Read the entries below and pull out each line with the string "Springs".

[Saved data entries]

===============

PR #5162, opened 2021-09-30
Glenwood Springs bridge complete + CO alignment updates

the-spui-ninja:


ovoss:
I can't figure out, from the Updates entry or the pull requests above, how CO 82 was changed in Glenwood Springs, and in particular the waypoints between which the change happened (so I can edit my list file).

PR #5177, opened 2021-10-03
Operation NYCR part 3

yakra:


Markkos1992:
Should we add a point [here](https://www.google.com/maps/@43.1140585,-75.2026468,3a,75y,342.14h,92.26t/data=!3m6!1e1!3m4!1ssv4pum9yZlxJVMACfh6c7A!2e0!7i16384!8i8192) on NY 5 while we are at it?  It looks like traffic to I-90 is directly to go a different way than using I-790/NY 5.

yakra:
`HerHd_W` added.

PR #5197, opened 2021-10-10
usams first batch

ajfroggie:
First batch of usams routes for development.


yakra:
Do you want to add a line to [systems.csv](https://github.com/TravelMapping/HighwayData/blob/master/systems.csv) to add usams to the HB as a devel system, are are you just uploading the wpt files for now?

ajfroggie:
I made a post that they were pulled, so should probably include the line.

===============

◆ RESPONSE AREA:
Glenwood Springs bridge complete + CO alignment updates
I can't figure out, from the Updates entry or the pull requests above, how CO 82 was changed in Glenwood Springs, and in particular the waypoints between which the change happened (so I can edit my list file).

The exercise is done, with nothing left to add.